Calls for fixing the internet in 2020 felt a bit like Live8 rallies of the early 2000s: Everyone agrees, but everyone is part of the problem.

Like any good crisis 2020 invites us to rejoice in recalling better days. That works particularly well for the still young history of the IoT. Alas, the early days of excitedly building „things!“ and connecting them to the internet seem long gone. So do grand visions of magically intelligent homes and cities — and the niche critique from ethicists, designers, or speculative artists that accompanied them. Today, we’re wading through hundreds of pop-ups, asking us for our consent to be tracked, just before watching Shoshana Zuboff, conveniently nudged to us on Netflix, lay out the catastrophic consequences of that very tracking — and everything just feels a little on the nose. One is reminded of the devastating question that Mark Fisher asked us ten years ago: “What if you held a protest and everyone came?” [i]. And indeed, calls for fixing the internet in 2020 felt a bit like Live8 rallies of the early 2000s: Everyone agrees, but everyone is part of the problem.

Sobering up

What happened? How did we get from a “plentitude” [ii] of ideas and manifestos [iii] to a place where we all seem to have a very good understanding of the problem — but so very few viable alternatives to replicating it? In a sense, 2020 was a year of crisis in its very essence: It was full of decisions that were all equally pressing and impossible to make [iv]. Systems thinking has long argued that such a crisis can be productive and a motor for change. It can also be fatal. The “art of intervention” then is to seize a crisis’ productive capacity without overthrowing the system itself, by understanding all its “self-preserving pathologies”– and by timely displaying viable alternatives to current and dysfunctional models of reality [v]. Put differently: If we start thinking about crises as triggers for transitions, rather than (just) triggers for situational change, the creation of feasible alternatives to the status quo becomes a path-finding exercise, of simultaneously building new systems and escaping old ones. [vi]

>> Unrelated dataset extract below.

PR #370, opened 2026-05-26
chore: update changelog for 1.5.0 release

Gigas002:
There's no real tag yet and date _may_ be not today, but for now set to these values if we'll manage to do all today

Moving on requires honesty, and the willingness to not only change the other but also ourselves. So, where to start?

Okay, great. How to do that? Especially when we’re part of that very system ourselves? Maybe, if we see this year as an opportunity to pause, reflect, and learn, we might have a chance to come to terms with where we are (and where we are not) in order to move on collectively. That requires honesty, and the willingness to not only change the other but also ourselves. So, where to start?

Mind the gap(s)

Understanding a problem and solving it are two very different things (or are they?). And funnily enough, when it comes to digital technology it’s the very understanding of the problem that makes the solution so tricky: We now understand that designing good things really means designing good systems. And that designing a system is always a complex problem. Today, it involves planetary technological solutions as well as regulatory and political ones, it poses questions around ethics and democracy as well as very material concerns of supply chains and labor rights, it demands for accounting for environmental costs and resources as well as understanding human psychology, media cycles, and algorithmic fallacies. In other words, designing good systems is an inherently paradoxical task: it implies a need to focus on some things and leaving out others, while knowing that nothing can really be ignored for long — because, as 2020 has shown, it might just come back to bite us. We indeed have never been modern [vii], and neither has the IoT.

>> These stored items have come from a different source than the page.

PR #387, opened 2026-07-08
feature: list outputs and toplevels as json

Diax170:
Add `--list-outputs-json` and `--list-toplevels-json` commands for easier scripting

This PR is mostly copy+paste garbage code but hey, it works


Diax170:
> ❌ Patch coverage is `0%` with `45 lines` in your changes missing coverage. Please review.

what does that mean

Decodetalkers:
@Gigas002 what do you think about this pr?

libwayshot/src/lib.rs
```diff
@@ -360,6 +362,52 @@ impl WayshotConnection {
         }
     }
 
+    /// print the displays' info in JSON format
+    pub fn print_displays_info_json(&self) {
```
Decodetalkers: you should mark the structure with serde derive, then you do not need such line block

Decodetalkers (changes requested):

libwayshot/src/lib.rs
Decodetalkers: for example
https://github.com/waycrate/wayshot/blob/main/wayshot/src/config.rs#L7-L15

Decodetalkers: ok, you can also create a wrapper structure, from OutputInfo, this will also reduce the use of serde::Value

libwayshot/src/region.rs
```diff
@@ -57,6 +58,13 @@ impl TopLevel {
             self.app_id, self.title, self.identifier
         )
     }
+    pub fn id_title_identifier_json(&self) -> Value {
```
Decodetalkers: this part is acceptable

libwayshot/src/lib.rs
Decodetalkers: ok, maybe acceptable.. we do not need an structure here

Decodetalkers:
How to regret the request changes.. ok.. if Gigas approve it , I will also approve it

libwayshot/src/lib.rs
Decodetalkers: but must we add the logic in libwayshot? should not we add it in wayshot...But we already have print_display_info here.. Maybe it is meaningful

Diax170: > you should mark the structure with serde derive, then you do not need such line block

I'll have a look at it

Decodetalkers: > > you should mark the structure with serde derive, then you do not need such line block
> 
> I'll have a look at it

Sorry, I regret it .. seems we do not need a serde here.. it is just used to print something, Creating an extra structure for it maybe meaningless I am afraid.. I want to regret that request changes.. But I cannot find a button to cancel it

Diax170: It's OK

I have the ability to resolve this discussion, let me do it

Also let me know if you have any questions

Diax170: > but must we add the logic in libwayshot? should not we add it in wayshot...But we already have print_display_info here.. Maybe it is meaningful

idk what to think about it to be honest

I thought it made more sense as other wrappers are also here but I can move it out of libwayshot if you want

Gigas002 (changes requested):
@Diax170 
Thanks for contributing! 
There are several things I'd like to rework:
 
1. Please keep json out of `libwayshot`: no `serde_json` dep, no `print_*_json` funcs. The lib already exposes outputs/toplevels and ser/de stuff must be done on client side (in `wayshot` or any other crate users if they are willing to implement it in any other form)
2. Please prefer using `#[derive(Serialize)]` listing structs (e.g. in `wayshot/src/listing.rs`) over `json!` approach. Strings are error-prone and a hassle to deal with overall
3. Please update the documentation for CLI users with this new feature

Happy to re-review after that shape!

Diax170:
Alright, I somehow managed to remove serde_json from libwayshot without using any sorts of ai, and updated the docs so far. Will work on Serialize soon

Also, I'm using multiple commits to keep things more organized; you might want to squash them when merging

Diax170:
~Also, I noticed that the `libwayshot::region` imports are a bit scattered around, should I only import `libwayshot::region` and use `region::Position`, `region::Size` etc. or import all things directly from `libwayshot::region` into the scope, like this `use libwayshot::region::{LogicalRegion, Position, Region, Size};`?~

Never mind, after I added the Serialize structs those imports are no longer necessary

Diax170:
alr I did something, you can reivew now

Gigas002 (approved):
LGTM, thanks!

@Decodetalkers 
Can you check this out as well please?

Diax170:
why did the nix build also fail here? on my machine it doesn't build either. i am now rebuilding on different revisions to see where the issue is

Diax170:
works on 892512c1 and fails on cc1ed85c so that probably got messed up in #392

edit: fix typo

Gigas002:
Should be fixed after: #396

Diax170:
sorry i accidentally re-requested review :(

Cargo.toml
```diff
@@ -23,3 +23,4 @@ image = { version = "0.25", default-features = false }
 wayland-client = "0.31"
 wayland-protocols = "0.32"
 gl = "0.14"
+serde_json = "1"
```
Gigas002: Since we're not using json capabilities in `libwayshot` this can be moved into `wayshot`'s `Cargo.toml`. No need for workspace-level dep for now

Gigas002 (changes requested):

Cargo.toml
Gigas002: (I overlooked this on previous review)

Decodetalkers:
@Gigas002 by the way, should we also remove the print information logic in libwayshot and move it to wayshot? it is quite useless in library crate..

Gigas002:
@Decodetalkers 
Yeah, that's a good idea

Cargo.toml
Diax170: thanks for pointing it out, I forgot to remove it earlier

Diax170: how's this?

Diax170:
also, I'm new to convenitonal commits and curious why are you using "chore:" instead of "refactor:"?

Cargo.toml
Gigas002: Great, thanks :)

Gigas002 (approved):

Decodetalkers (approved):

Gigas002:
@Diax170 
Thanks, merged!
Regarding commit/PR names, I'd say that's more or less up to contributor taste. If you can understand what the contrib is about by looking at the commit name that's enough, we're not _too strict_ about these rules. 
Sometimes I, by mistake, mark `refactor` commits as `fix` as it aligns in my head as `architecture fix` lol.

Designing good systems is an inherently paradoxical task: it implies a need to focus on some things and leaving out others, while knowing that nothing can really be ignored for long.

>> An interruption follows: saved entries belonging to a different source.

PR #388, opened 2026-07-09
nix: Remove invalid changelog from flake.nix

Diax170:
Since this is the Git version, there aren't really changelogs. Previous changelog field was pointing to an invalid release anyway

### DIFF
--- a/flake.nix
+++ b/flake.nix
@@ -39,7 +39,6 @@
             meta = {
               description = "Screenshot crate for wlroots based compositors implementing the zwlr_screencopy_v1 protocol.";
               homepage = "https://crates.io/crates/wayshot";
-              changelog = "https://github.com/waycrate/wayshot/releases/tag/v${finalAttrs.version}";
               license = with lib.licenses; [
                 bsd2
                 gpl3Only


flake.nix
```diff
@@ -39,7 +39,6 @@
             meta = {
               description = "Screenshot crate for wlroots based compositors implementing the zwlr_screencopy_v1 protocol.";
               homepage = "https://crates.io/crates/wayshot";
-              changelog = "https://github.com/waycrate/wayshot/releases/tag/v${finalAttrs.version}";
```
Gigas002, line 42: > Since this is the Git version

Shouldn't it point to main branch's changelog file then?

id3v1669: Can be either. 
meta is cosmetics anyway in this case, so can be removed or link `https://github.com/waycrate/wayshot/blob/main/CHANGELOG.md`
Whatever you prefer.

Gigas002: Removal feels fine then, less of a maintainance burden

Gigas002 (approved):
LGTM, thanks!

When facing the vast complexity of the task at hand it is tempting to end up in the dead end of the „nonsense“ [viii] of interchangeable ideas about good and bad, true and false, or relevant and irrelevant. A more fruitful alternative, however, is to realize that this paradox can be incredibly constructive and nuanced, once we mind the „gap” [ix] of interpretation that often sits in-between the world and our idea of it. With the introduction of the “invisible machines” this gap becomes the ubiquitous window to a constant “surplus” of possible but currently not realized realities, that can only be suspected but never fully known (there are only two other areas where this mandate for interpretation exists: religion and art).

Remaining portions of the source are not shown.